Megrez-3B-Omni: an end-side multimodal understanding model supporting text, image, and audio multimodal understanding and analysis

Latest AI Resources7mos agoupdate AI Sharing Circle

1.7K 00

General Introduction

Infini-Megrez is an edge intelligence solution developed by Infinigence AI, aiming to achieve efficient multimodal understanding and analysis through hardware and software co-design. At the heart of the project is the Megrez-3B model, which supports integrated image, text and audio understanding with high accuracy and fast inference.The Megrez-3B model performs well in a number of mainstream benchmarks and is suitable for tasks such as scene understanding and optical character recognition (OCR). The project provides complete deployment code for developers to easily apply it on various platforms.

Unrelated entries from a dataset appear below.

PR #677, opened 2021-04-19
[QC-496] Allow Checks to associate (many) Reasons with Qualities

knopers8:
It also makes `QualitiesToTRFCollectionConverter` extract FlagReasons during the conversion.


Barthelemy (approved):
Nothing to say.

PR #680, opened 2021-04-22
[QC-537] Multinode setup test

knopers8:
DO NOT MERGE. I have to give it a few tries and see if it fails when it should.

EDIT: it should work now


Barthelemy (approved):
very nice

PR #687, opened 2021-04-27
[QC-488] Aggregator which selects the worst Quality of all

knopers8:


Barthelemy (approved):
nothing to say, perfect

PR #690, opened 2021-04-30
getter of ITS/MFT dictionary file got more explicit name

shahor02:


Barthelemy:
Hi Ruben, any idea what these build errors are ?

shahor02:
no idea, but it should not be related to PR: lot of framework tests fail and the full log contains plenty of `ERROR: ld.so: object '"libSegFault.so' from LD_PRELOAD cannot be preloaded: ignored.` messages.
Pinging to @ktf and @TimoWilken

Barthelemy (approved):

Barthelemy:
`o2-dataflow` broken until we move to gcc10, ignoring.

PR #691, opened 2021-05-06
[O2-2018] No need to link to ms_gsl...

aphecetche:
... which is to be renamed to Microsoft.GSL::GSL anyway

### DIFF
--- a/Framework/CMakeLists.txt
+++ b/Framework/CMakeLists.txt
@@ -97,7 +97,6 @@ target_link_libraries(O2QualityControl
                              O2::Framework
                              O2::CCDB
                              O2::MCHBase
-                             ms_gsl::ms_gsl
                              O2QualityControlTypes
                              O2::Mergers
                              O2::DataSampling


aphecetche:
For the record, this one is needed by https://github.com/AliceO2Group/AliceO2/pull/6075

aphecetche:
@TimoWilken any idea what are the timeout failures for build/QualityControl/o2 ?

TimoWilken:
I don't know, sorry. I've restarted it for now, let me know if that doesn't fix it.

aphecetche:
@TimoWilken the error is unfortunately still present. @Barthelemy maybe this is something you've already observed ?

aphecetche:
@TimoWilken @Barthelemy don't know what changed but now it's green, ready to be merged 😄

Barthelemy:
I am not sure but it feels like it is an issue with the compiler version and the c++ standard version in Common. @ktf what do you think ?

Barthelemy (approved):

Barthelemy:
It is this PR that was merged although `o2-dataflow` was red: https://github.com/AliceO2Group/AliceO2/pull/6102

shahor02:
sorry for that, I think the dataflow in the original PR was green at some stage, then I had some incremental changes in other files. The boost::fs was creating problems, so the change is needed. 
@ktf do you understand why in some cases it fails to find the header?

Barthelemy:
`o2-dataflow` is broken until we move to gcc10, ignoring the check failure. 
See https://github.com/AliceO2Group/AliceO2/pull/6102

PR #692, opened 2021-05-06
[QC-577] [QC-578] Allow for more than one query in multinode sampling policy

knopers8:
It also gives a more meaningful name for the proxies (sampling policy name instead of binding).

Needs https://github.com/AliceO2Group/AliceO2/pull/6072


Barthelemy (approved):
The name is better indeed, thank you.

Barthelemy:
o2-dataflow is broken until we move to gcc10, ignoring the check failure.

PR #693, opened 2021-05-07
ITS FEE task fix DPLRawParser warning message

zla2019:
Add a filter to avoid DPLRawParser warning message


Barthelemy:
o2-dataflow is broken until we move to gcc10, ignoring the check failure.

PR #440, opened 2020-11-19
check if symbol is defined before trying to access it

pfitzseb:
Fixes https://discourse.julialang.org/t/debugger-stops-without-hitting-a-breakpoint/50378.

### DIFF
--- a/src/interpret.jl
+++ b/src/interpret.jl
@@ -47,7 +47,7 @@ macro lookup(args...)
     nodetmp = gensym(:node)  # used to hoist, e.g., args[4]
     if havemod
         fallback = quote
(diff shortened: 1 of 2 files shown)


aviatesk (approved):
Why aren't these symbols wrapped into `QuoteNode`s ... ?

timholy (dismissed):

timholy:
Actually, this is more subtle than I initially thought. This essentially kicks the can down the road; suppose there is an object named `bar` but someone also uses `:bar` as an argument in the method. Is that supposed to refer to the object or is the symbol to be taken literally? In this case, the fix is to see if there is an object by that name, if so return it, otherwise assume that the symbol is to be taken literally.

I almost wonder if we should delete those Symbol lookup methods (that breaks a lot of tests, but maybe they can all be addressed individually).

PR #443, opened 2020-11-21
Respect namespace in method definitions

timholy:
The symbol-lookup in `evaluate_methoddef` was not careful about
avoiding extending methods in Base when the method was unqualified.

Fixes https://github.com/timholy/Revise.jl/issues/579

-------------------

Unfortunately, this doesn't currently work:
```julia
julia> using JuliaInterpreter, Test

julia> module Namespace end
Main.Namespace

julia> @testset "Namespace" begin
           frame = Frame(Namespace, :(sin(::Int) = 10))
           while true
               JuliaInterpreter.through_methoddef_or_done!(frame) === nothing && break
           end
           @test Namespace.sin(0) == 10
           @test Base.sin(0) == 0
       end
f = :sin
typeof(f) = Symbol
moduleof(frame) = Main.Namespace
Namespace: Error During Test at REPL[3]:1
  Got exception outside of a @test
  error in method definition: function Base.sin must be explicitly imported to be extended
  Stacktrace:
    [1] top-level scope
      @ none:0
    [2] top-level scope
      @ none:1
    [3] eval
      @ ./boot.jl:360 [inlined]
    [4] evaluate_methoddef(frame::Frame, node::Expr)
      @ JuliaInterpreter ~/.julia/dev/JuliaInterpreter/src/interpret.jl:278
...
```

What I don't understand is, this does:
```julia
julia> module Namespace end
Main.Namespace

julia> module DefineSin
       createsin() = Core.eval(Main.Namespace, Expr(:function, :sin))
       defsin() = Core.eval(Main.Namespace, :(sin(::Int) = 10))
       end
Main.DefineSin

julia> DefineSin.createsin()
sin (generic function with 0 methods)

julia> DefineSin.defsin()
sin (generic function with 1 method)

julia> Base.sin(0)
0.0

julia> Namespace.sin(0)
10
```
and this basically mimics what's going on in `evaluate_methoddef`. Any ideas?

### DIFF
--- a/src/interpret.jl
+++ b/src/interpret.jl
@@ -264,25 +264,19 @@ function evaluate_methoddef(frame, node)
     f = node.args[1]
     if isa(f, Symbol)
         mod = moduleof(frame)
-        createnew = true
-        if isdefined(mod, f)
-            flkup = getfield(mod, f)
-            fmod = typeof(flkup).name.module
-            if fmod === scopeof(frame)
-                f = flkup
-                createnew = false
-            end
-        end
-        if createnew
-            @show f typeof(f) moduleof(frame)
+        if Base.isbindingresolved(mod, f)  # `isdefined` accesses the binding, making it impossible to create a new one
+            f = getfield(mod, f)
+        else
             f = Core.eval(moduleof(frame), Expr(:function, f))  # create a new function
         end
+    elseif isa(f, GlobalRef)
+        f = getfield(f.mod, f.name)
     end
     length(node.args) == 1 && return f
     sig = @lookup(frame, node.args[2])::SimpleVector
     body = @lookup(frame, node.args[3])
     ccall(:jl_method_def, Cvoid, (Any, Any, Any), sig, body, moduleof(frame))
-    return nothing
+    return f
 end
 
 function structname(frame, node)
--- a/src/interpret.jl
+++ b/src/interpret.jl
@@ -264,7 +264,7 @@ function evaluate_methoddef(frame, node)
     f = node.args[1]
     if isa(f, Symbol)
         mod = moduleof(frame)
-        if Base.isbindingresolved(mod, f)  # `isdefined` accesses the binding, making it impossible to create a new one
+        if Base.isbindingresolved(mod, f) && isdefined(mod, f)  # `isdefined` accesses the binding, making it impossible to create a new one
             f = getfield(mod, f)
         else
             f = Core.eval(moduleof(frame), Expr(:function, f))  # create a new function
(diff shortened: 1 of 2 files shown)


timholy:
The error comes from https://github.com/JuliaLang/julia/blob/c36cf8cbc1480962b8d6b110f37ac8c87090da72/src/module.c#L233

src/interpret.jl
```diff
@@ -264,7 +264,19 @@ function evaluate_methoddef(frame, node)
...
+            flkup = getfield(mod, f)
+            fmod = typeof(flkup).name.module
+            if fmod === scopeof(frame)
+                f = flkup
+                createnew = false
+            end
+        end
+        if createnew
+            @show f typeof(f) moduleof(frame)
+            f = Core.eval(moduleof(frame), Expr(:function, f))  # create a new function
```
cstjean, line 278:
```suggestion
            f = Core.eval(moduleof(frame), Expr(:function, f))  # create a new function
            @show Core.eval(moduleof(frame), f)
```

cstjean:
The only other thing that comes to mind is that maybe it's world-age related? But if you're using `eval` for both the `function $f end` and the method definition, I don't see how it would come up.

timholy:
I figured it out: the error comes only if you've previously *accessed* the binding. It's mimicked by this:
```julia
julia> module Namespace end
Main.Namespace

julia> Namespace.sin
sin (generic function with 13 methods)

julia> Core.eval(Main.Namespace, Expr(:function, :sin))
ERROR: error in method definition: function Base.sin must be explicitly imported to be extended
Stacktrace:
 [1] top-level scope
   @ none:0
 [2] top-level scope
   @ none:1
 [3] eval(m::Module, e::Any)
   @ Core ./boot.jl:360
 [4] top-level scope
   @ REPL[3]:1
```

But if you omit the `Namespace.sin`, then it works.

Unfortunately, `isdefined` accesses the binding, which is why the original version of this PR triggered the error. But fortunately `Base.isbindingresolved` does not access it, making this solvable.

It looks like this won't work properly on Julia 1.0, but it doesn't error either, so I've allowed the "noncontamination" test to fail for Julia < 1.5.

cstjean:
Interesting, do you know why 

```julia
julia> module A
       sin
       @static if isdefined(A, :sin)
           sin(::Int) = 10
       end
       end
WARNING: replacing module A.
ERROR: error in method definition: function Base.sin must be explicitly imported to be extended
Stacktrace:
```
fails then? Feels like I'm accessing the bindings.

timholy:
For further insight, try that demo with `baremodule` rather than `module`.

cstjean:
Something feels a bit off about `isdefined` storing the binding. Couldn't there be a macro like

```julia
@bunglify function time(x) ... end
```

where the macro expansion uses `isdefined(:time)` and the user unintentionally adds a Base method? My imagination is failing me at the moment.

timholy:
Dunno, but I posted the question here: https://julialang.slack.com/archives/C688QKS7Q/p1606042345009700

Megrez-3B-Omni：端侧多模态理解模型，支持文本、图像、音频多模态理解和分析

Function List

graphic understanding: Constructs image markers using SigLip-400M and performs well in benchmarks such as MME, MMVet, and OCRBench.
language understanding: Maintains excellent text comprehension and performs well in benchmark tests such as C-EVAL, MMLU, etc.
speech understanding: Supports Chinese and English voice input, multi-round dialog and voice command response.
fast inference: Achieve up to 300% inference speedup through hardware and software co-design.
easy-to-use: Adopts the classic LLaMA architecture, making it easy for developers to deploy on a variety of platforms.
Rich Applications: Provides a full-stack WebSearch solution that automatically determines the timing of search calls to provide better summary results.

Using Help

Installation process

clone warehouse: Clone the Infini-Megrez repository by running the following command in a terminal:

   git clone https://github.com/infinigence/Infini-Megrez.git

Installation of dependencies: Go to the project directory and install the required dependencies:

   cd Infini-Megrez
pip install -r requirements.txt

Download model: Download the required model files according to the guidelines in the README file and place them in the specified directory.

Guidelines for use

graphic understanding::
- Places the image file in the specified directory.
- Run the image understanding script:
```
 python image_understanding.py --input_dir ./images
```
- View the output with image markers and analysis results.
language understanding::
- Places the text file in the specified directory.
- Running language understanding scripts:
```
 python text_understanding.py --input_dir ./texts
```
- View the output, containing text analysis and comprehension results.
speech understanding::
- Places the audio file in the specified directory.
- Run the speech understanding script: bash python speech_understanding.py --input_dir ./audios
- View the output with speech-to-text and analysis results.

Featured Functions Operation Procedure

multimodal understanding::
- Place the image, text and audio files in the corresponding directories.
- Run the multimodal comprehension script:
```
 python multimodal_understanding.py --image_dir ./images --text_dir ./texts --audio_dir ./audios
```
- View the results of a comprehensive analysis that includes joint comprehension and analysis of images, text, and speech.
WebSearch Solutions::
- Configure the WebSearch module and make sure the network connection is working.
- Run the WebSearch script: bash python websearch.py --query "输入查询内容"
- View search results and summaries. The system automatically determines whether the search function needs to be invoked and provides optimized summary results.

Through the above steps, users can fully understand and use the functions of Infini-Megrez to realize efficient multimodal understanding and analysis.